§ **Task**:
Quote the entries below from the line with "But yes, let's use it." through the line with "Not sure, it's", both ends included, and only those lines.

^^^^^^^^

PR #317, opened 2021-04-12
Fix cumulative plots for transients, extend examples and tests

### LINKED ISSUE #316: plot_cumulative_max() fails for MCMCTransientSearch
Adding a call to `plot_cumulative_max()` for transient searches in #315 leads to:
```
FAILED tests.py::TestMCMCTransientSearch::test_transient_MCMC_t0_tau - TypeError: calculate_twoF_cumulative() got an unexpected keyword argument 'transient_tstart'
```

dbkeitel:
Followup to #315, fixes #316 and extends support for transients in CFS/PFS cumulative functions in general.

Notes:
1. Main change for non-transient applications is that the MCMC cumulative plots will now be saved to a file by default, overriding the behaviour of the core function but better matching all other MCMC plotting methods.
2. For `calculate_twoF_cumulative()` it may be cleaner to refactor it with some kwarg logic, but this will do for now.
3. The addition of a `transientWindowType` override parameter to `get_predict_fstat_parameters_from_dict()` is also a hack, and could have just done it on the level of the examples calling that function, but since it's just a "helper", I think this is fine for now.

### DIFF
--- a/pyfstat/helper_functions.py
+++ b/pyfstat/helper_functions.py
@@ -898,12 +898,13 @@ def get_dictionary_from_lines(lines, comments, raise_error):
     return d
 
 
-def get_predict_fstat_parameters_from_dict(signal_parameters):
+def get_predict_fstat_parameters_from_dict(signal_parameters, transientWindowType=None):
     """Extract a subset of parameters as needed for predicting F-stats.
 
     Given a dictionary with arbitrary signal parameters,
     this extracts only those ones required by `helper_functions.predict_fstat()`:
     Freq, Alpha, Delta, h0, cosi, psi.
+    Also preserves transient parameters, if included in the input dict.
 
     Parameters
     ----------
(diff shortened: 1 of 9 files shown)


pyfstat/helper_functions.py
```diff
@@ -912,16 +913,30 @@ def get_predict_fstat_parameters_from_dict(signal_parameters):
...
         The dictionary of selected parameters.
     """
-    predict_fstat_params = {
-        key: signal_parameters[key]
-        for key in ["F0", "Alpha", "Delta", "h0", "cosi", "psi"]
+    required_keys = ["F0", "Alpha", "Delta", "h0", "cosi", "psi"]
+    transient_keys = {
+        "transientWindowType": "transientWindowType",
+        "transient_tstart": "transientStartTime",
+        "transient_duration": "transientTau",
```
Rodrigo-Tenorio, line 932: Interestingly enough, these keys don't match the ones in `BaseSearchClass.translate_keys_to_lal`.

Rodrigo-Tenorio (approved):

pyfstat/helper_functions.py
dbkeitel: I noticed that too. Those are for CFSv2, this is for PFS, which don't agree with each other.

PR #320, opened 2021-04-12
TestGridSearch: basic plots coverage

dbkeitel:
More test coverage.

 - refs #142

### DIFF
--- a/tests.py
+++ b/tests.py
@@ -1901,9 +1901,33 @@ class TestGridSearch(BaseForTestsWithData):
     Band = 0.5
     BSGL = False
 
-    def test_grid_search(self):
-        search = pyfstat.GridSearch(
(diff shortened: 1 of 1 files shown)


dbkeitel:
review request @Rodrigo-Tenorio mostly for a quick look over whether any of the `search` -> `self.search` replacements look fishy

Rodrigo-Tenorio (commented):
In principle I'm Ok with this.

Question: Is it really necessary to add `search` as an attribute?
Since this adds a method which already requires a particular argument, I don't see why we couldn't just pass `search` to said method as well.

If the required argument in `_test_plots` could be skipped, we could simply add a decorator to the methods checking for a plot...

Rodrigo-Tenorio (approved):

PR #325, opened 2021-04-29
setup.py : add project_urls for PyPI sidebar

dbkeitel:
Discovered this nice feature after seeing black's changelog link: https://packaging.python.org/guides/distributing-packages-using-setuptools/#project-urls

@Rodrigo-Tenorio any other important things to link?


Rodrigo-Tenorio (approved):
That looks right for  now, nice

PR #326, opened 2021-04-29
Add black badge

Rodrigo-Tenorio:
Let's pay `black` the respect it deserves.


dbkeitel (approved):
Attempt at black humor: the badge could be more black.

But yes, let's use it.

PR #328, opened 2021-06-04
Sphinx v4

Rodrigo-Tenorio:
Sphinx was updated to v4, but we are still on 3.4 with some pinned versions.

I'll check whether we can unpin or what.


dbkeitel:
Readthedocs recommends to *always* pin to a known-to-be-working set of sphinx and dependency versions (first orange warning box on https://docs.readthedocs.io/en/stable/intro/getting-started-with-sphinx.html ), so could you check which versions we're currently getting with the unpinned pipeline and then re-pin to those?

Rodrigo-Tenorio:
For some reason I don't understand, `style` and `test` items in the Optional dependencies of the README seem not to work as expected when converted into sphinx.

Apart from that, this is done.

dbkeitel:
> For some reason I don't understand, `style` and `test` items in the Optional dependencies of the README seem not to work as expected when converted into sphinx.

Maybe they're some type of reserved keywords...?

Rodrigo-Tenorio:
> > For some reason I don't understand, `style` and `test` items in the Optional dependencies of the README seem not to work as expected when converted into sphinx.
> 
> Maybe they're some type of reserved keywords...?

Not sure, it's kind of an unregular behaviour in the html. The README.md works fine, though.

20210604_15h18m00s_grim

dbkeitel (approved):
I don't see any syntax typos in the README, so let's chalk the minor formatting issues there up to random sphinx weirdness for now and get this merged.

PR #329, opened 2021-06-14
Pump Python3.8 to Python3.9 in Docker container

Rodrigo-Tenorio:
Python is dead, long live Python.


dbkeitel (approved):
3.8 certainly ain't dead yet, still on extended life support for many years I hope. ;)

PR #330, opened 2021-07-05
Add max mismatch

Rodrigo-Tenorio:
Ad interface to modify the maximum-allowed mismatch by CFSv2

### DIFF
--- a/pyfstat/core.py
+++ b/pyfstat/core.py
@@ -403,6 +403,7 @@ class ComputeFstat(BaseSearchClass):
         self.init_computefstatistic()
         self.output_file_header = self.get_output_file_header()
         self.get_det_stat = self.get_fullycoherent_detstat
+        self.allowedMismatchFromSFTLength = allowedMismatchFromSFTLength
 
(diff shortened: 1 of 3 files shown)


Rodrigo-Tenorio:
I can't make it work in a semicoherent example, for some reason

dbkeitel:
Why is the default `None` in some place and `0` in others?

Rodrigo-Tenorio:
> Why is the default `None` in some place and `0` in others?

My mistake, I accidentally committed some debugging changes.

All should be None.

dbkeitel (changes requested):
Apart from the 0->None change this already looks good, test cases included. (Codecov complains that the line in `MCMCGlitchSearch` is not covered, but let's keep that for a putative "loop test cases over variant classes" general update.) Also I haven't checked carefully if any other classes should be updated, but that can be done separately if needed.

dbkeitel (approved):
Defaults look good now, and examples action passed: https://github.com/PyFstat/PyFstat/actions/runs/1008001453

PR #334, opened 2021-10-15
add example minimal yml to repo

dbkeitel:
- example environment recipe as described in
   https://github.com/PyFstat/PyFstat/wiki/conda-environments


dbkeitel:
> I agree with you though, how about pyfstat_conda.yml? Basically, pyfstat.yml could be anything unrelated to conda.

That's why it's in a `conda` dir, but let's do the official thing then.

PR #473, opened 2022-09-28
Remove Literal typing for now

Rodrigo-Tenorio:
It's not Python 3.7 compliant


dbkeitel (approved):
As for !470: 3.7 _is_ officially dead for our purposes, but as long as there's no real feature difference, I don't care much about the newer fancy bits either.

PR #480, opened 2022-10-20
add (h0,cosi)<->(aplus,across) functions to utils.converting

dbkeitel:
Extracts the existing one from an `snr` internal method to `utils.converting`, and adds the inverse, so they can be reused by other modules too.

Inverse should match https://lscsoft.docs.ligo.org/lalsuite/lalpulsar/_compute_fstatistic__v2_8c_source.html#l02045

### DIFF
--- a/pyfstat/utils/converting.py
+++ b/pyfstat/utils/converting.py
@@ -109,7 +109,7 @@ def gps_to_datestr_utc(gps):
     return dt.strftime("%c %Z")
 
 
-def convert_h0_cosi_to_aCross_aPlus(h0, cosi):
+def convert_h0_cosi_to_aPlus_aCross(h0, cosi):
     """
     Converts amplitude parameters from a pair of `(h0,cosi)` to a pair of `(aPlus,aCross)`.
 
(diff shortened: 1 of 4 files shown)


pyfstat/utils/converting.py
```diff
@@ -107,3 +107,62 @@ def gps_to_datestr_utc(gps):
...
+    """
+
+    if np.abs(aCross) > np.abs(aPlus):
+        raise ValueError("not valid for abs(aCross)>abs(aPlus)")
+
+    h0 = aPlus + np.sqrt(aPlus**2 - aCross**2)
+    if h0 > 0:
+        cosi = aCross / h0
+    else:
+        cosi = 0
```
Rodrigo-Tenorio, line 167: @dbkeitel what am I missing here? `h0 > 0` by definition?

```suggestion
    cosi = aCross / h0
```

Rodrigo-Tenorio (changes requested):
Nice @dbkeitel .

I've put some suggestions so this functions can be used with numpy arrays as well.

pyfstat/utils/converting.py
```diff
@@ -107,3 +107,62 @@ def gps_to_datestr_utc(gps):
...
+    Returns
+    -------
+    h0: float
+        Nominal GW amplitude.
+    cosi: float
+        Cosine of the source inclination w.r.t. line of sight.
+    """
+
+    if np.abs(aCross) > np.abs(aPlus):
+        raise ValueError("not valid for abs(aCross)>abs(aPlus)")
```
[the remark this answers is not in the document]
Rodrigo-Tenorio: Right now it fails, we could also decide to return `NaN` on those invalid values, if you prefer.

Thoughs?

pyfstat/utils/converting.py
dbkeitel: No, only `h0 >= 0` is guaranteed. ;)

Turning around the if-else, so the special case is specifically labelled `==0`, would make it more intuitive, but this order is inherited from CFSv2.

pyfstat/utils/converting.py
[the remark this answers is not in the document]
Rodrigo-Tenorio: > ? Seems more intuitive to read to me than the fraction version, and doesn't have a singularity..?

Didn't think to much about it, I actually like yours better :+1:.

pyfstat/utils/converting.py
Rodrigo-Tenorio:
```suggestion
    cosi = np.divide(aCross, h0, out=np.zeros_like(aCross), where=(h0 > 0))
```

Rodrigo-Tenorio (approved):

Issue #481, opened 2022-10-24
SFT-spec v3 compatibility


dbkeitel:
The update of lalpulsar to v3 of the SFT specification will require some updates on our side:
- [x] We will need to put a lalsuite pin in place for the _last release before the SFTspec change_, do our own release with that pin; then do the following adaptations
- [x] At a minimum, `XLALOfficialSFTFilename` will be replaced, and hence its use has to be changed  in `make_sfts.py`.
- [x] While we're at it, since it's used 3 times in the code with the `ifo[0],ifo[1]` idiom, a local wrapper would be nice for cleanup.
- [ ] Will then need to actually start passing window parameters; see also #474
- [ ] Since the new `lalpulsar.SFTFilenameSpec` struct stores narrowband info, we'll either need to populate it properly or (I tend to just do that) slightly update the wildcard postprocessing hack
- [ ] See what else...
- [ ] remove the lalsuite pin and re-release

PR #482, opened 2022-10-24
add wrapper for lalpulsar.OfficialSFTFilename

dbkeitel:
- to make SFTspec v3 migration easier later on
 - refs #481

### DIFF
--- a/pyfstat/utils/sft.py
+++ b/pyfstat/utils/sft.py
@@ -120,3 +120,53 @@ def get_commandline_from_SFTDescriptor(descriptor):
     return next(
         (line for line in comment_lines if "lalpulsar" in line or "lalapps" in line), ""
     )
+
+
+def get_official_sft_filename(
+    IFO, numSFTs, Tsft, tstart, duration, label=None, window_type=None, window_beta=None
+):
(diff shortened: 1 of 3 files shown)


pyfstat/utils/sft.py
```diff
@@ -120,3 +120,53 @@ def get_commandline_from_SFTDescriptor(descriptor):
...
+    Returns
+    -------
+    filename: str
+        The canonical SFT file name for the input parameters.
+    """
+    if window_type or window_beta:
+        raise NotImplementedError(
+            "The parameters 'window_type' and 'window_beta'"
+            " are only included for SFT-spec v3 forwards compatibility"
+            " and not yet implemented."
```
Rodrigo-Tenorio, line 162: Since we'll ignore them, should we put a `warning` here and let it be?

dbkeitel: basically just put it there as a reminder to self to implement them once lalpulsar is updated

Rodrigo-Tenorio: Discussed offline: `NotImplemented` is the right thing, as such a functionality won't be implemented until SFTv3 is out.

Rodrigo-Tenorio (approved):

^^^^^^^^

§ **Answer to this exercise**:
But yes, let's use it.

PR #328, opened 2021-06-04
Sphinx v4

Rodrigo-Tenorio:
Sphinx was updated to v4, but we are still on 3.4 with some pinned versions.

I'll check whether we can unpin or what.


dbkeitel:
Readthedocs recommends to *always* pin to a known-to-be-working set of sphinx and dependency versions (first orange warning box on https://docs.readthedocs.io/en/stable/intro/getting-started-with-sphinx.html ), so could you check which versions we're currently getting with the unpinned pipeline and then re-pin to those?

Rodrigo-Tenorio:
For some reason I don't understand, `style` and `test` items in the Optional dependencies of the README seem not to work as expected when converted into sphinx.

Apart from that, this is done.

dbkeitel:
> For some reason I don't understand, `style` and `test` items in the Optional dependencies of the README seem not to work as expected when converted into sphinx.

Maybe they're some type of reserved keywords...?

Rodrigo-Tenorio:
> > For some reason I don't understand, `style` and `test` items in the Optional dependencies of the README seem not to work as expected when converted into sphinx.
> 
> Maybe they're some type of reserved keywords...?

Not sure, it's kind of an unregular behaviour in the html. The README.md works fine, though.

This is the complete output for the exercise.